EXTRACTED MATERIAL:

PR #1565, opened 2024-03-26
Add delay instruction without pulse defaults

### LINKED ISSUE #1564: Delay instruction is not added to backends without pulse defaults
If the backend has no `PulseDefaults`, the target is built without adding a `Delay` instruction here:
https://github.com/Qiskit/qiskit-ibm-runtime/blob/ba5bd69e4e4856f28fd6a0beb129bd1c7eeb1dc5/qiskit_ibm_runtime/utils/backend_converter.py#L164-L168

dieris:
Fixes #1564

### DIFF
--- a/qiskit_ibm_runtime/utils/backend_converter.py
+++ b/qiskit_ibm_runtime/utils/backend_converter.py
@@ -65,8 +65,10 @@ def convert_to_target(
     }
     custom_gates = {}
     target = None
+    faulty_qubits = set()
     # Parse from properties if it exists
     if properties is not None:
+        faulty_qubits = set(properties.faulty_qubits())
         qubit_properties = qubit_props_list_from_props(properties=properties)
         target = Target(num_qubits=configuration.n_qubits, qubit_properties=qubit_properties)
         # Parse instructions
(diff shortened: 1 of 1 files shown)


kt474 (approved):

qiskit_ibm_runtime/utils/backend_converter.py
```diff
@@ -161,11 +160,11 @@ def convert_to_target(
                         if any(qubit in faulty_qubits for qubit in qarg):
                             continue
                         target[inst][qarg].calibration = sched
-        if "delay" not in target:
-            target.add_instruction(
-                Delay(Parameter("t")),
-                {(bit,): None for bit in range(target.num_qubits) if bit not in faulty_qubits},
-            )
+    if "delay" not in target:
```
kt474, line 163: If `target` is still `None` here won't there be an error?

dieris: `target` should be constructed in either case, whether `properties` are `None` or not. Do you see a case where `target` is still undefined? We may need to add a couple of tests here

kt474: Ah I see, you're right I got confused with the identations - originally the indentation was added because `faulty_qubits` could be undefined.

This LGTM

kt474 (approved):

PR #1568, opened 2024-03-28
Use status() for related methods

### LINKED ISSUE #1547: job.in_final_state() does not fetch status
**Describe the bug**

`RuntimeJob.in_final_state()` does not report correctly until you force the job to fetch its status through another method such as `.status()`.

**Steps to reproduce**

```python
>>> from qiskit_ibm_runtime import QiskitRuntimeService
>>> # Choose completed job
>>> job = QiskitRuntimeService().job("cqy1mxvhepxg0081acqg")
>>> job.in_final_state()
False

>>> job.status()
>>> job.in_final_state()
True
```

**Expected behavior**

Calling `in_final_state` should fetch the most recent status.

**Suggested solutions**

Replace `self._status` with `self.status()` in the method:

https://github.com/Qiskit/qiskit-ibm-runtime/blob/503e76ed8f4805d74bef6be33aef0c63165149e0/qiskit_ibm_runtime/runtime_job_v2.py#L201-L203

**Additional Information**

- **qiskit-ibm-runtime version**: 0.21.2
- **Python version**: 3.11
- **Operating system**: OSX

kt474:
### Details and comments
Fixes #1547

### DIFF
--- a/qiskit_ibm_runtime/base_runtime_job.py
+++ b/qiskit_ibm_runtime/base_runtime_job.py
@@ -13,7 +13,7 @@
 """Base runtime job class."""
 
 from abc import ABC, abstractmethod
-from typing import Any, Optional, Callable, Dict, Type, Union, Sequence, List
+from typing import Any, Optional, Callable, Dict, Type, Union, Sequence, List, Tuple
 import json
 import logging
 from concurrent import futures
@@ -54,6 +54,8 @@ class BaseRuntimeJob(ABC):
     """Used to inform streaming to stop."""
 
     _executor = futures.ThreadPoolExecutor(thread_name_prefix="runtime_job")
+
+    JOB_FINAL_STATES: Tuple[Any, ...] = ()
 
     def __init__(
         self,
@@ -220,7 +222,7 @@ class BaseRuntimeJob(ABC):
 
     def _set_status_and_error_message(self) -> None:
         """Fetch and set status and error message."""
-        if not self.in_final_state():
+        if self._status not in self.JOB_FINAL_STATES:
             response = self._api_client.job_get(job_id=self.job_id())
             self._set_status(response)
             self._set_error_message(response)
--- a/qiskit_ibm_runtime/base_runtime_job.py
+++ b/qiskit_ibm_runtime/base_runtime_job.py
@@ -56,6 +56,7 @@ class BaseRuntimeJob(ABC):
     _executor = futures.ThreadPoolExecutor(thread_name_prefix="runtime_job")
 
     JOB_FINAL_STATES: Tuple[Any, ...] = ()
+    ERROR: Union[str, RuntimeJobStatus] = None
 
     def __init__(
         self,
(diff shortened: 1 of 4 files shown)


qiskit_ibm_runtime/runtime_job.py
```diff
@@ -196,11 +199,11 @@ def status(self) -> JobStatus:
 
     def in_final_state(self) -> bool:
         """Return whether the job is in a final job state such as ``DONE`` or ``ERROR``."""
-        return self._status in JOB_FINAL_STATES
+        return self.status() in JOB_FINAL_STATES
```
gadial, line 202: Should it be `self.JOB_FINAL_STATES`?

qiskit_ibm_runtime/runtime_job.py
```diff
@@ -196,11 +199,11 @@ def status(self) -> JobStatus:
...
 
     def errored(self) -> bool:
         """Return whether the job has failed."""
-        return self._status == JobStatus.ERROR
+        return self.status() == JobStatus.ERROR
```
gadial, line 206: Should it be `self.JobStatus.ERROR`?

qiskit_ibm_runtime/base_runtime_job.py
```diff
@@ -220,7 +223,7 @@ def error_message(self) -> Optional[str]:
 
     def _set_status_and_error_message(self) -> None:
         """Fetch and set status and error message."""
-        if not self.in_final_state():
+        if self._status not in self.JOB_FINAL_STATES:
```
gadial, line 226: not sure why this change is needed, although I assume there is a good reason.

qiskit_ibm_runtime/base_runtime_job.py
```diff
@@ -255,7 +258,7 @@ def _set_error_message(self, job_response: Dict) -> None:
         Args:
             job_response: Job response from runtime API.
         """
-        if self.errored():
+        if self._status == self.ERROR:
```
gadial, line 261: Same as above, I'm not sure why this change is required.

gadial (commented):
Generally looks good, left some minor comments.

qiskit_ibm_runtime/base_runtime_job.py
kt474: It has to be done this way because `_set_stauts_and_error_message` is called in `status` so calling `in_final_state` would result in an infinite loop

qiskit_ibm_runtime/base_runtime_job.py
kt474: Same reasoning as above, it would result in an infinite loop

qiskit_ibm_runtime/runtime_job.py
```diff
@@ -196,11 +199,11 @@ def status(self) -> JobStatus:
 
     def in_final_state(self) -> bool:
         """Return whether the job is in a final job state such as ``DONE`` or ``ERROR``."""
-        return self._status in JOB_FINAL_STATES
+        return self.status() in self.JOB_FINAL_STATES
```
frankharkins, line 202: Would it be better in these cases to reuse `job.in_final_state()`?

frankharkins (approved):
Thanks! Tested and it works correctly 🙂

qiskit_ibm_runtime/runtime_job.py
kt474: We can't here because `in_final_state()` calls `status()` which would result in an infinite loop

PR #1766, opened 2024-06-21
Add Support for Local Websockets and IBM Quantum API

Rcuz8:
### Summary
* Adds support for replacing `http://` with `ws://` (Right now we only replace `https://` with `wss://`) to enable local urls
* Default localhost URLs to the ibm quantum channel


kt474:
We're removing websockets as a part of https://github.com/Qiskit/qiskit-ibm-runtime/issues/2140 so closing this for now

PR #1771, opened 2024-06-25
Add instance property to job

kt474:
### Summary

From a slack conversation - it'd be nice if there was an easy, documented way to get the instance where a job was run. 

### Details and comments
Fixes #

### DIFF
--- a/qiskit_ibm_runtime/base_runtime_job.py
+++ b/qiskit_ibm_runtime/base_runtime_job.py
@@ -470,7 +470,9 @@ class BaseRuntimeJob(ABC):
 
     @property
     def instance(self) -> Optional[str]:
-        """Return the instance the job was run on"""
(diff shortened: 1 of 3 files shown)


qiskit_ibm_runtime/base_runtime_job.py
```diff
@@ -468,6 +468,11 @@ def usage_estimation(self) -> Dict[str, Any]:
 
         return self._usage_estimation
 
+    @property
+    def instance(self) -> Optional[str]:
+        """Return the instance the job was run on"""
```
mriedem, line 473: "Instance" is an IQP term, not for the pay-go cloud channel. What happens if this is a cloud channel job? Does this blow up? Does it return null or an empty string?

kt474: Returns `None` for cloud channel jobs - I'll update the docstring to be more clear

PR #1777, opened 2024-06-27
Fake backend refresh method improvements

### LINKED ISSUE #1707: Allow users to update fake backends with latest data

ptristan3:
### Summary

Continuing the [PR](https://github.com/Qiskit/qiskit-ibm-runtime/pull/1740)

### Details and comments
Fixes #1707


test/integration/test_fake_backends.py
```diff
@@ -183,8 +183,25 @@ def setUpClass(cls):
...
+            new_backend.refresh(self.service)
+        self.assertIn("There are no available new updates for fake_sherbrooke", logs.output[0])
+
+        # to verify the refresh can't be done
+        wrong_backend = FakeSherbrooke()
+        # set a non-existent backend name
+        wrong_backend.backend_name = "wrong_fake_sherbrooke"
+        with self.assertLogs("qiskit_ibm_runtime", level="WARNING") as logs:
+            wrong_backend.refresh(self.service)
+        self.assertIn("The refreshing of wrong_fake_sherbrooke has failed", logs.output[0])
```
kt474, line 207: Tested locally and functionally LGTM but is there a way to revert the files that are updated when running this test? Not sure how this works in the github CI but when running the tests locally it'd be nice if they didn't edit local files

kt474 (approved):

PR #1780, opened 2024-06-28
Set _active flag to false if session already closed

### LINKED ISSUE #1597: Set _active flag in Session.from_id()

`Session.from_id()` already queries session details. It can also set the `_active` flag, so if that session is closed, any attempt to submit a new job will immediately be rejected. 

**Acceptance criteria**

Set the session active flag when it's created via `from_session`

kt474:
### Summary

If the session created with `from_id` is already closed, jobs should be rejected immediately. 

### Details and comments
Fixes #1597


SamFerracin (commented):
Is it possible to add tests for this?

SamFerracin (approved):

EXERCISE: Each line of the records above that contains the word "gadial" should be counted; give the resulting number without further words.

REPLY TO THE TASK: 5